# Union County 2015-2016



## Bonaire-Dave (Oct 10, 2015)

Maybe it won't rain next weekend 10/17/2015. Last two weekends have been rained out. I guess I'll check out the Nat. Forest with my 45/70, I need a big blood trail, with being color blind the red blends in. Dave


----------



## Bonaire-Dave (Oct 31, 2015)

Glad I didn't go hunting today - one of only 2 doe days in National Forest - just saw truck go by with 2 teenagers in back in camo - hopefully with all the idiots that will be running around no one will get hurt. Dave


----------



## ArticSnake (Nov 6, 2015)

Tell me about it. I was hunting nf last Thursday evening and a collage kid came walking where i was hunting bout 15-20 before dark in nothing but camo carrying a bow. Guess he should be happy that i wasnt a trigger happy hunter. I got on to him pretty good about him not having any orange on.


----------



## critterslayer (Nov 6, 2015)

Lot of rain warm temperatures= night movement. I'm hoping this week with this slight cold front we see movement pick up. I'll be doing some scouting up on the mountain hoping to find a tree to be in Saturday.


----------



## MathewsZXT85 (Nov 8, 2015)

I am bow hunting in Suches. On my way up the mountain this morning, I almost hit a real nice buck crossing the road in front of riders hill motorcycle shop,, stud! I am sitting in the tree now, it's windy, hope it dies down.


----------



## critterslayer (Nov 9, 2015)

MathewsZXT85 said:


> I am bow hunting in Suches. On my way up the mountain this morning, I almost hit a real nice buck crossing the road in front of riders hill motorcycle shop,, stud! I am sitting in the tree now, it's windy, hope it dies down.
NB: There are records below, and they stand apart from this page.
PR #9994, opened 2022-02-11
pkgconfig module: allow custom variables to reference builtin directories

eli-schwartz:
Automatically generate additional variables and write them into the generated pkg-config file.

This means projects no longer need to manually define the ones they use, which is annoying for dataonly usages (it used to forbid setting the base library-relevant "reserved" ones, and now allows it only for dataonly. But it's bloat to manualy list them anyway).

It also fixes a regression in commit 248e6cf4736ef9ec636228da66c28f9be03aa74f which caused libdir to not be set, and to be unsettable, if the pkg-config file has no libraries but uses the ${libdir} expansion in a custom variable. This could be considered likely a case for dataonly, but it's not guaranteed.

Obsoletes / Closes #9992

### DIFF
--- a/mesonbuild/modules/pkgconfig.py
+++ b/mesonbuild/modules/pkgconfig.py
@@ -22,8 +22,9 @@ from .. import build
 from .. import dependencies
 from .. import mesonlib
 from .. import mlog
+from ..coredata import BUILTIN_DIR_OPTIONS
 from ..dependencies import ThreadDependency
-from ..interpreterbase import permittedKwargs, FeatureNew, FeatureNewKwargs
+from ..interpreterbase import permittedKwargs, FeatureNew, FeatureDeprecated, FeatureNewKwargs
 
 if T.TYPE_CHECKING:
     from . import ModuleState
@@ -329,6 +330,41 @@ class PkgConfigModule(ExtensionModule):
                                  url, version, pcfile, conflicts, variables,
                                  unescaped_variables, uninstalled=False, dataonly=False):
         coredata = state.environment.get_coredata()
+        referenced_vars = set()
+        optnames = [x.name for x in BUILTIN_DIR_OPTIONS.keys()]
+
+        if not dataonly:
+            # includedir is always implied, although libdir may not be
+            # needed for header-only libraries
+            referenced_vars |= {'prefix', 'includedir'}
+            if deps.pub_libs or deps.priv_libs:
+                referenced_vars |= {'libdir'}
+        # also automatically infer variables referenced in other variables
+        implicit_vars_warning = False
+        redundant_vars_warning = False
+        varnames = set()
+        varstrings = set()
+        for k, v in variables + unescaped_variables:
+            varnames |= {k}
+            varstrings |= {v}
+        for optname in optnames:
+            optvar = f'${{{optname}}}'
+            if any(x.startswith(optvar) for x in varstrings):
+                if optname in varnames:
+                    redundant_vars_warning = True
+                else:
+                    # these 3 vars were always "implicit"
+                    if dataonly or optname not in {'prefix', 'includedir', 'libdir'}:
+                        implicit_vars_warning = True
+                    referenced_vars |= {'prefix', optname}
+        if redundant_vars_warning:
+            FeatureDeprecated.single_use('pkgconfig.generate variable for builtin directories', '0.62.0',
+                                         state.subproject, 'They will be automatically included when referenced',
+                                         state.current_node)
+        if implicit_vars_warning:
+            FeatureNew.single_use('pkgconfig.generate implicit variable for builtin directories', '0.62.0',
+                                  state.subproject, location=state.current_node)
+
         if uninstalled:
             outdir = os.path.join(state.environment.build_dir, 'meson-uninstalled')
             if not os.path.exists(outdir):
@@ -338,18 +374,17 @@ class PkgConfigModule(ExtensionModule):
         else:
             outdir = state.environment.scratch_dir
             prefix = PurePath(coredata.get_option(mesonlib.OptionKey('prefix')))
-        # These always return paths relative to prefix
-        libdir = PurePath(coredata.get_option(mesonlib.OptionKey('libdir')))
-        incdir = PurePath(coredata.get_option(mesonlib.OptionKey('includedir')))
         fname = os.path.join(outdir, pcfile)
         with open(fname, 'w', encoding='utf-8') as ofile:
-            if not dataonly:
-                ofile.write('prefix={}\n'.format(self._escape(prefix)))
-                if uninstalled:
-                    ofile.write('srcdir={}\n'.format(self._escape(srcdir)))
-                if deps.pub_libs or deps.priv_libs:
-                    ofile.write('libdir={}\n'.format(self._escape('${prefix}' / libdir)))
-                ofile.write('includedir={}\n'.format(self._escape('${prefix}' / incdir)))
+            for optname in optnames:
+                if optname in referenced_vars - varnames:
+                    if optname == 'prefix':
+                        ofile.write('prefix={}\n'.format(self._escape(prefix)))
+                    else:
+                        dirpath = PurePath(coredata.get_option(mesonlib.OptionKey(optname)))
+                        ofile.write('{}={}\n'.format(optname, self._escape('${prefix}' / dirpath)))
+            if uninstalled and not dataonly:
+                ofile.write('srcdir={}\n'.format(self._escape(srcdir)))
             if variables or unescaped_variables:
                 ofile.write('\n')
             for k, v in variables:
--- a/test cases/common/44 pkgconfig-gen/meson.build
+++ b/test cases/common/44 pkgconfig-gen/meson.build
@@ -1,4 +1,4 @@
-project('pkgconfig-gen', 'c')
+project('pkgconfig-gen', 'c', meson_version: '>=0.60.0')
 
 # Some CI runners does not have zlib, just skip them as we need some common
 # external dependency.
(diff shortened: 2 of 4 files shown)


eli-schwartz:
Needs release notes and a FeatureNew check, will get to that soon.

mesonbuild/modules/pkgconfig.py
```diff
@@ -329,6 +330,27 @@ def _generate_pkgconfig_file(self, state, deps, subdirs, name, description,
...
+        # also automatically infer variables referenced in other variables
+        varnames = []
+        varstrings = []
+        for k, v in variables + unescaped_variables:
+            varnames.append(k)
+            varstrings.append(v)
+        for optname in optnames:
+            if optname not in varnames:
+                optvar = f'${{{optname}}}'
+                if any(x.startswith(optvar) for x in varstrings):
```
xclaesse, line 351: Shouldn't it be `optvar in x` instead? The variable could be in the middle of the value, like `foo=${prefix}/${libdir}`.

mesonbuild/modules/pkgconfig.py
```diff
@@ -338,18 +360,17 @@ def _generate_pkgconfig_file(self, state, deps, subdirs, name, description,
...
         with open(fname, 'w', encoding='utf-8') as ofile:
-            if not dataonly:
-                ofile.write('prefix={}\n'.format(self._escape(prefix)))
-                if uninstalled:
-                    ofile.write('srcdir={}\n'.format(self._escape(srcdir)))
-                if deps.pub_libs or deps.priv_libs:
-                    ofile.write('libdir={}\n'.format(self._escape('${prefix}' / libdir)))
-                ofile.write('includedir={}\n'.format(self._escape('${prefix}' / incdir)))
+            for optname in optnames:
+                if optname in referenced_vars:
```
xclaesse, line 366: can't this be simplified to `for optname in referenced_vars` ?

mesonbuild/modules/pkgconfig.py
```diff
@@ -329,6 +330,27 @@ def _generate_pkgconfig_file(self, state, deps, subdirs, name, description,
                                  url, version, pcfile, conflicts, variables,
                                  unescaped_variables, uninstalled=False, dataonly=False):
         coredata = state.environment.get_coredata()
+        referenced_vars = {'prefix'}
+        optnames = [x.name for x in BUILTIN_DIR_OPTIONS.keys()]
+
+        if not dataonly:
+            # includedir is always implied, although libdir may not be
+            # needed for header-only libraries
+            referenced_vars |= {'includedir'}
```
xclaesse, line 339: We can always add `prefix` in `referenced_vars` too.

mesonbuild/modules/pkgconfig.py
```diff
@@ -338,18 +360,17 @@ def _generate_pkgconfig_file(self, state, deps, subdirs, name, description,
...
-                if deps.pub_libs or deps.priv_libs:
-                    ofile.write('libdir={}\n'.format(self._escape('${prefix}' / libdir)))
-                ofile.write('includedir={}\n'.format(self._escape('${prefix}' / incdir)))
+            for optname in optnames:
+                if optname in referenced_vars:
+                    if optname == 'prefix':
+                        ofile.write('prefix={}\n'.format(self._escape(prefix)))
+                    else:
+                        dirpath = PurePath(coredata.get_option(mesonlib.OptionKey(optname)))
+                        ofile.write('{}={}\n'.format(optname, self._escape('${prefix}' / dirpath)))
```
xclaesse, line 371: I think it needs to be `dirpath.as_posix()`

xclaesse (commented):
I like the idea, it's more generic indeed.

mesonbuild/modules/pkgconfig.py
xclaesse: I think that's equivalent only if we add `prefix` in `referenced_vars` as suggested below.

mesonbuild/modules/pkgconfig.py
eli-schwartz: That would be broken, because you'd end up with for example:

 ```
prefix=/usr
libdir=${prefix}/lib
foo=${prefix}/${libdir}/foo
```

And then foo would expand to `/usr/usr/lib/foo`.

Any user doing that is better served by the pkgconfig module generating a broken pkg-config file that errors out, than by a pkg-config file that subtly returns the wrong answer.

File: mesonbuild/modules/pkgconfig.py (hunk 2 above)
Comment (eli-schwartz) [reply mesonbuild/modules/pkgconfig.py:366]: No, because sets are not ordered and I want to do this in the order that BUILTIN_DIR_OPTIONS returns. For the sake of neatness, and also because it is either that or `sorted(referenced_vars)` to ensure that the output is stable.

File: mesonbuild/modules/pkgconfig.py (hunk 1 above)
Comment (xclaesse) [reply mesonbuild/modules/pkgconfig.py:351]: Good point, nevermind.

File: mesonbuild/modules/pkgconfig.py (hunk 3 above)
Comment (eli-schwartz) [reply mesonbuild/modules/pkgconfig.py:339]: It's initialized with that, because we almost always need to include it. Any other variable is bound to refer to it, and explicitly including it might get a teensy bit hairy.

File: mesonbuild/modules/pkgconfig.py (hunk 4 above)
Comment (eli-schwartz) [reply mesonbuild/modules/pkgconfig.py:371]: Nope, that's explicitly handled by `self._escape()` and the argument *to* `self._escape` needs to use the overloaded `/` to join itself.

Take a look at the old version of this code, it didn't use `.as_posix()` either.

Comment (xclaesse) [reply mesonbuild/modules/pkgconfig.py:371]: nevermind, was already like that so I gave it a try and it converts to posix already.

File: mesonbuild/modules/pkgconfig.py (hunk 2 above)
Comment (dcbaker) [reply mesonbuild/modules/pkgconfig.py]: mesonlib.OrderedSet?

File: mesonbuild/modules/pkgconfig.py (hunk 3 above)
Comment (eli-schwartz) [reply mesonbuild/modules/pkgconfig.py]: Oh what the heck, I included it. :)

File: mesonbuild/modules/pkgconfig.py (hunk 2 above)
Comment (eli-schwartz) [reply mesonbuild/modules/pkgconfig.py]: TBH that seems a solution in search of a problem.

Comment (eli-schwartz) [reply mesonbuild/modules/pkgconfig.py]: Actually mesonlib.OrderedSet would probably result in ugly looking files. It would be stable, but depending on the generate() invocation always have libdir/includedir out of order compared to `coredata.BUILTIN_DIR_OPTIONS`.

File: mesonbuild/modules/pkgconfig.py [hunk 5]
```diff
@@ -329,6 +330,39 @@ def _generate_pkgconfig_file(self, state, deps, subdirs, name, description,
...
+                    implicit_vars_warning = True
+                    referenced_vars |= {'prefix', optname}
+        if redundant_vars_warning:
+            FeatureDeprecated.single_use('pkgconfig.generate variable for builtin directories', '0.62.0',
+                                         state.subproject, 'They will be automatically included when referenced',
+                                         state.current_node)
+        if implicit_vars_warning:
+            FeatureNew.single_use('pkgconfig.generate implicit variable for builtin directories', '0.62.0',
+                                  state.subproject, location=state.current_node)
+
```
thierryreding, line 365: This isn't entirely accurate if libdir is the only implicit variable. For example, the build of the gst-plugins-base package that I mentioned in #9992 now complains loudly multiple times, yet prior to the breaking commit this was just fine.

That said, this works fine and is a nice fix and given that this is only a warning I don't think it's worth being all that nitpicky about it, especially since the extra check needed would complicate things.

eli-schwartz: Oh right, that is an annoying confluence of edge cases indeed.

mesonbuild/modules/pkgconfig.py
xclaesse: ok, my comment was just a nitpicking to be honest. Since there is a reason for doing this that way, I'm fine with it.

mesonbuild/modules/pkgconfig.py
xclaesse: I think this is a valid point and not really an edge case. prefix, libdir and includedir were always guaranteed to be part of the generated file, so using them implicitly is not a new behaviour.

eli-schwartz: Alright, I added a suppression for this, and a test case that checks both that the common case is warned about, and that your case is silent.

test cases/common/44 pkgconfig-gen/meson.build
```diff
@@ -149,3 +149,17 @@ ct = custom_target('stat3',
...
+  name : 'libvartest',
+  description : 'Check that implicit vars are created',
+  version : libver,
+  variables: ['datadir=${prefix}/data', 'foo=${datadir}/foo', 'bar=${bindir}/bar']
+)
+pkgg.generate(
+  name : 'libvartest2',
+  description : 'Check that libdir is not an implicit var',
+  version : libver,
+  variables: ['bar=${libdir}/bar']
```
eli-schwartz, line 164: This should not generate a warning!

test cases/common/44 pkgconfig-gen/test.json
```diff
@@ -7,11 +7,26 @@
...
     {"type": "file", "file": "usr/lib/pkgconfig/ct.pc"},
     {"type": "file", "file": "usr/lib/pkgconfig/ct0.pc"}
+  ],
+  "stdout": [
+    {
+      "line": "test cases/common/44 pkgconfig-gen/meson.build:158: WARNING: Project targeting '>=0.60.0' but tried to use feature introduced in '0.62.0': pkgconfig.generate implicit variable for builtin directories."
+    },
+    {
+      "line": "test cases/common/44 pkgconfig-gen/meson.build:164: WARNING: Project targeting '>=0.60.0' but tried to use feature introduced in '0.62.0': pkgconfig.generate implicit variable for builtin directories.",
+      "count": 0
```
eli-schwartz, line 25: This errors out if it is, somehow, still a warning.

mesonbuild/modules/pkgconfig.py
eli-schwartz: Also yes it is absolutely an edge case. ***Edge cases should be handled, not left for people to cut themselves on***, which is why I was always going to fix this and just needed to get home and work on it... my comment simply meant that "hmm, I can see why I overlooked that".

xclaesse: oh ok, I understood your comment as it's rare enough that we could leave it like that.

xclaesse:
Lgtm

This slight temperature drop has picked up movement for sure, and they are starting to open up scrapes. This weekend, Friday-Saturday is going to be a killer time to be on the mountain.


----------



## josh chatham (Nov 9, 2015)

Matthews, The Riders HIll in Dahlonega?? How big? I hunt close to there


----------



## MathewsZXT85 (Nov 10, 2015)

*riders hill*

PM sent


----------



## northgeorgiasportsman (Nov 11, 2015)

I had a flashback to the good old days yesterday afternoon.  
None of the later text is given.